Y luego incontinente, su señoría el dicho señor Obispo de Salamanca en presencia, y por ante mí, Juan Rodriguez de Silva, Notario, su Secretario, y de los testigos infrascritos, dijo que en la vía y forma que más ha lugar de derecho, recibía y recibió el dicho voto, promesa y juramento hecho en la dicha forma por los dichos Francisco Rodriguez de León, Vicario, Juan de Almansa y Bachiller Matías de Mera, por la dicha Clerecía, y Juan González Bretón, Alonso de Paz Cornejo, Francisco Terrazas, Francisco Nieto y Jerónimo Jiménez, Francisco Muñoz, Don Antonio Costilla, Regidores, Procurador y Sesmeros por la dicha Villa y tierra. Y como Pastor y Prelado de este Obispado, lo aprobaba y confirmaba, aprobó y confirmó, y mandaba y mandó, que así la dicha Villa y tierra lo guarde y cumpla para siempre jamás, y en cuanto ha lugar de derecho á todo ello, dijo que interponía e interpuso su autoridad y decreto, y lo firmo de su mano, y los dichos eclesiásticos y seglares en nombre de la dicha Villa y tierra lo pidieron por testimonio.
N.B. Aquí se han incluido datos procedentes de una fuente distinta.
Issue #1523, opened 2019-09-24
Enable gateways to subscribe for commands of a specific device


calohmn:
With the implementation of #930, we have added support for gateways creating command subscriptions without having to use individual device ids. 

The gateway will for example just create a MQTT subscription or AMQP receiver link on the `command` topic/link address. Northbound applications will send commands with the specific device id in the message address and the gateway mapping logic (based on the `lastKnownGateway` information for the device) will forward such commands to the corresponding gateway.

*What is not currently possible* in such a scenario is that the applications will get notified of when a particular device is ready to receive commands.

That however is a cornerstone of the Hono command & control feature in how it is defined for non-gateway devices.

In order to support this principle also for gateways, the command handling logic in the protocol adapters should be adapted to enable gateways to alternatively subscribe for commands of a specific device.
Hono currently doesn't support this because there would be *device*-specific AMQP consumers created in the protocol adapter, whereas the gateway mapping logic would always redirect the command to a *gateway*-specific consumer.

When receiving such a command subscription with a device id from a gateway, the protocol adapter should forward a corresponding notification with the device id to the northbound application.

To sum it up, the goal here would be to have gateways be able to
- either create a single subscription for commands regarding *all devices* that are currently mapped to the gateway (there will be no individual device-ready-for-commands notification here)
- or create individual command subscriptions for specific devices - with corresponding downstream notifications.

---
As to the implementation of this:
Even though the device id is given with the subscription request, the protocol adapter shall create/use a gateway-specific command consumer and map the command received on that consumer to the original device of that command.

sophokles73:
@calohmn my understanding is that this is the overall issue for dding this functionality to *all* adapters, i.e. there will be subsequent PRs for adding the functionality to HTTP, MQTT, AMQP, right?

calohmn:
@sophokles73 Right, I'm about to create a PR for that.

calohmn:
@sophokles73 I've added the relevant PRs for
- AMQP/MQTT/HTTP adapter changes
- Integration tests
- HTTP adapter change to include the target device id in the HTTP headers of the response with the command
- Documentation / release notes

calohmn:
All corresponding PRs have been merged now.

PR #1577, opened 2019-10-15
[#1523] MQTT adapter: Let gateways subscribe for commands of a specific device

calohmn:
This is for #1523.

### DIFF
--- a/adapters/mqtt-vertx-base/src/main/java/org/eclipse/hono/adapter/mqtt/AbstractVertxBasedMqttProtocolAdapter.java
+++ b/adapters/mqtt-vertx-base/src/main/java/org/eclipse/hono/adapter/mqtt/AbstractVertxBasedMqttProtocolAdapter.java
@@ -70,6 +70,7 @@ import io.opentracing.tag.Tags;
 import io.vertx.core.AsyncResult;
 import io.vertx.core.CompositeFuture;
 import io.vertx.core.Future;
+import io.vertx.core.Handler;
 import io.vertx.core.buffer.Buffer;
 import io.vertx.core.json.JsonObject;
 import io.vertx.mqtt.MqttConnectionException;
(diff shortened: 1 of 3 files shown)


calohmn:
Note: When a gateway has subscribed for commands _of a specific device_ (as introduced as a feature here), the topic, that the gateway will receive the commands on, will still contain the device id, although that is in a way superfluous.

Nonetheless, I think it's better to use a common topic structure along with the case that the gateway has subscribed for commands of _all_ his connected devices.

Relevant code fragment:
https://github.com/eclipse/hono/blob/90a391f100be39b2e500ade589e73d071d306ac1/adapters/mqtt-vertx-base/src/main/java/org/eclipse/hono/adapter/mqtt/AbstractVertxBasedMqttProtocolAdapter.java#L1356-L1364

adapters/mqtt-vertx-base/src/main/java/org/eclipse/hono/adapter/mqtt/AbstractVertxBasedMqttProtocolAdapter.java
```diff
@@ -730,47 +731,51 @@ protected final void onUnsubscribe(
...
+                        sub.getTenant(),
+                        tenantTracker.result(),
+                        ProcessingOutcome.from(failure),
+                        command.getPayloadSize(),
+                        timer);
+                return null;
+            });
+        };
+        final Handler<Void> remoteCloseHandler = remoteClose -> {};
+        if (sub.getAuthenticatedDeviceId() != null && !sub.getAuthenticatedDeviceId().equals(sub.getDeviceId())) {
```
sophokles73: this check looks like it should be implemented in a method (e.g. *isGatewaySubscription*) in `Subscription`, don't you think?

adapters/mqtt-vertx-base/src/main/java/org/eclipse/hono/adapter/mqtt/CommandSubscription.java
```diff
@@ -101,14 +102,14 @@ private CommandSubscription(final String topic, final Device authenticatedDevice
             }
         } else {
             isAuthenticated = true;
-            if ((tenant != null && !authenticatedDevice.getTenantId().equals(tenant)) ||
-                    (deviceId != null && !authenticatedDevice.getDeviceId().equals(deviceId))) {
+            if (tenant != null && !authenticatedDevice.getTenantId().equals(tenant)) {
```
sophokles73: I think the message in the thrown exception needs to be adapted as well

adapters/mqtt-vertx-base/src/main/java/org/eclipse/hono/adapter/mqtt/AbstractVertxBasedMqttProtocolAdapter.java
calohmn: Good point, I've refactored it accordingly.

adapters/mqtt-vertx-base/src/main/java/org/eclipse/hono/adapter/mqtt/CommandSubscription.java
calohmn: Yes, I've adapted it.

PR #1579, opened 2019-10-15
[#1523] HTTP adapter: Let gateways subscribe for commands of a specific device

calohmn:
This is for #1523.

### DIFF
--- a/adapters/http-vertx-base/src/main/java/org/eclipse/hono/adapter/http/AbstractVertxBasedHttpProtocolAdapter.java
+++ b/adapters/http-vertx-base/src/main/java/org/eclipse/hono/adapter/http/AbstractVertxBasedHttpProtocolAdapter.java
@@ -57,6 +57,7 @@ import io.opentracing.contrib.vertx.ext.web.WebSpanDecorator;
 import io.opentracing.tag.Tags;
 import io.vertx.core.CompositeFuture;
 import io.vertx.core.Future;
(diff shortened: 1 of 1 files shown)


adapters/http-vertx-base/src/main/java/org/eclipse/hono/adapter/http/AbstractVertxBasedHttpProtocolAdapter.java
```diff
@@ -940,93 +947,110 @@ protected void setNonEmptyResponsePayload(final HttpServerResponse response, fin
...
+                log.debug("command message is invalid: {}", command);
+                commandContext.reject(new ErrorCondition(Constants.AMQP_BAD_REQUEST, "malformed command message"));
+            }
+            // we do not issue any new credit because the
+            // consumer is supposed to deliver a single command
+            // only per HTTP request
+        };
+
+        final Handler<Void> remoteCloseHandler = remoteDetach -> {
+            log.debug("peer closed command receiver link [tenant-id: {}, device-id: {}]", tenantObject.getTenantId(), deviceId);
```
sophokles73: what about including the gateway ID here as well?

calohmn: Yes, I've added that.

PR #1640, opened 2019-11-26
[#1635] Support overriding supported SASL mechanisms

### LINKED ISSUE #1635: Only supported SASL mechanisms should be advertised to the client
Currently a Hono component including an `AuthenticationService` implementation for handling the SASL exchange (e.g. the `FileBasedAuthenticationService` in the Hono Auth component) always indicates both `PLAIN` and `EXTERNAL` as supported SASL mechanisms to clients.

For `AuthenticationService` implementations that only support one or the other, the advertised mechanisms should be configurable.

calohmn:
This fixes #1635.


service-base/src/main/java/org/eclipse/hono/service/auth/HonoSaslAuthenticatorFactory.java
```diff
@@ -40,11 +40,16 @@
...
      * @param vertx the Vertx environment to run the factory in.
      * @param validator The object to use for validating auth tokens.
+     * @param actualAuthenticationService The authentication service that will handle the authentication requests sent
+     *            on the Vert.x event bus. Used for determining the supported SASL mechanisms.
      * @throws NullPointerException if any of the parameters is {@code null}.
      */
     @Autowired
-    public HonoSaslAuthenticatorFactory(final Vertx vertx, @Qualifier(AuthenticationConstants.QUALIFIER_AUTHENTICATION) final AuthTokenHelper validator) {
-        this(new EventBusAuthenticationService(vertx, validator));
+    public HonoSaslAuthenticatorFactory(final Vertx vertx,
```
sophokles73: this is public API so we cannot simply change it in a non backward compatible way. Apart from that, IMHO the restriction of the mechanisms is not so much a matter of the capabilities of the underlying `AuthenticationService` but instead is a matter of configuration. The `FileBasedAuthenticationService` can very well authenticate a client based on the certificate's subject DN. However, in certain scenarios you do not want the `SaslAuthenticator` sitting in front of it to offer the *EXTERNAL* mechanism because it doesn't make sense in the given system setup. IMHO we should therefore simply add constructors to this class which also accept a list of supported mechanisms and which is then used to configure the `SaslAuthenticator`.

sophokles73:
@calohmn any news on this?

service-base/src/main/java/org/eclipse/hono/service/auth/HonoSaslAuthenticatorFactory.java
calohmn: I agree that it would be better to have the `supportedSaslMechanisms` be configurable via a config property. I'll have a look at that and update this PR.

calohmn: > IMHO we should therefore simply add constructors to this class which also accept a list of supported mechanisms and which is then used to configure the `SaslAuthenticator`.

I would rather have the supported mechanisms be exposed via an `AuthenticationService#getSupportedSaslMechanisms()` method, because I see the corresponding config property as belonging to the config properties of the authentication service as well. See the 2nd commit I just added for the added config properties. (I first wanted to put these in a common base class but this doesn't work because of the existing inheritance hierarchy in `AuthenticationServerClientConfigProperties`).

I've amended the first commit to add a constructor to `HonoSaslAuthenticatorFactory` matching the current one to keep backwards compatibility. I've also added some checks, skipping stuff if one or the other mechanism isn't configured to be supported.

calohmn:
@sophokles73 See comment above.

service-base/src/main/java/org/eclipse/hono/service/auth/HonoSaslAuthenticatorFactory.java
```diff
@@ -37,13 +37,33 @@
...
+     * <p>
+     * Verifies credentials by means of sending authentication requests to address
+     * {@link AuthenticationConstants#EVENT_BUS_ADDRESS_AUTHENTICATION_IN} on the Vert.x
+     * Event Bus.
+     *
+     * @param vertx the Vertx environment to run the factory in.
+     * @param validator The object to use for validating auth tokens.
+     * @throws NullPointerException if any of the parameters is {@code null}.
+     */
+    public HonoSaslAuthenticatorFactory(final Vertx vertx, final AuthTokenHelper validator) {
```
sophokles73: FMPOV this should go *before* the new constructor variant. Is there a particular reason why the qualifier has been removed from the *validator* parameter?

calohmn: > Is there a particular reason why the qualifier has been removed from the validator parameter?

FMPOV, the qualifier was included in connection with the `Autowired` annotation. Since the newly introduced constructor has the `Autowired` annotation now, I've removed the `Autowired` annotation here along with the qualifier for the _validator_ parameter.

sophokles73: Ah, I see. So this constructor will not be subject to auto wiring at all.

calohmn:
@sophokles73 I've made the suggested changes, also adding extra validation in `setSupportedSaslMechanism`.

calohmn:
(Rearranged changes into 2 commits.)

sophokles73:
@calohmn how about an entry in the release notes regarding this new feature?

calohmn:
@sophokles73 I've already done so (see https://github.com/eclipse/hono/commit/3de45e3de00f3ddaef5132ebcd967d5927d28e22).

sophokles73:
@calohmn IMHO we should also configure the AuthServer and example registry in our Helm chart accordingly.

PR #1641, opened 2019-11-29
[Idea] Share test helper classes among multiple maven modules

kaniyan:
While I was writing tests for #1440, I found out that I could reuse a method from a test helper class `HonoClientUnitTestHelper.mockSpanBuilder(...)` in tests across several modules. But it is not currently possible as test classes are not packaged by Maven. In order to share test helper classes among various modules, how about using _maven-jar_ plugin to build a jar with those _test-classes_ and then then add it as a dependency wherever needed.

Y su señoría se lo mando dar en autentica forma en uno y muchos instrumentos, estando á todo ello presentes Gil González de Ávila, Racionero de la Santa Iglesia de Salamanca; el Maestro Garcia Hurtado de Avendaño, Visitador de este Obispado; el Licenciado Diego de Villa-Gutierre, el Licenciado Juan de Medina, Oidores del Consejo del excelentísimo señor duque de Alba, y el Licenciado Carmona Altamirano y Diego Hernandez, Clérigo, estantes en la dicha Villa de Alba, y otras muchas personas eclesiásticas, y seglares y religiosos que la fiesta de la Santa Madre que en el dicho Monasterio se celebro el dicho día habían acudido en gran multitud. Y yo el dicho Notario-Secretario que de ello doy fe.=Don Luis, Obispo de Salamanca.=Ante mí, Juan Rodriguez de Silva, Secretario. (La Basílica Teresiana, Ibid., pág. 478-480)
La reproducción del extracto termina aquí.